Наступила ночь; весь день я бродил в компании женщин по пальмовым рощам, помогая им собирать плоды; полнейшая беззаботность проглядывала во всех их движениях; никакая обязанность не тяготила их; они мало интересовались даже самым течением времени, двигались, грациозные и веселые, повинуясь капризу своих желаний; иногда приостанавливались, чтобы собрать цветы и благоуханные плоды; временами сам собой возникал хор и импровизировались песни во славу благодатной природы.
Я оставался немым зрителем этих простых сельских сцен.

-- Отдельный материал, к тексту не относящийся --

PR #1633, opened 2021-05-26
Support match in TransportServer health checks

pleshakov:
### Proposed changes
Support match in TransportServer health checks
Based on the original work from @soneillf5


internal/configs/transportserver.go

По сравнению с аполлониянами мои движения казались тяжеловесными и неуклюжими; именно я был варвар и, несмотря на свою книжную культуру, я сознавал, что при попытках подражать им я оказался бы смешным и нелепым; они легко взбирались с кошачьим изяществом на ветви деревьев, откуда грациозно кидали в подруг пурпурные или золотистые плоды; они нисколько не стеснялись в моем обществе; во всех их движениях сквозило странное отсутствие стыдливости.
Я высказал им удивление, что в их разговоре нет никаких отголосков их ежедневных занятий; они мне возразили, смеясь, что этот сбор плодов и является их главным развлечением; остальное время они проводят, как и другие обитатели острова, кто как хочет, без забот и без каких-либо обязательств. Когда я поставил им более определенные вопросы об их жизни, они, повидимому, перестали меня понимать; я почувствовал, что между мной и ими целая пропасть, и что понять их я смогу, только войдя лично в их повседневную жизнь.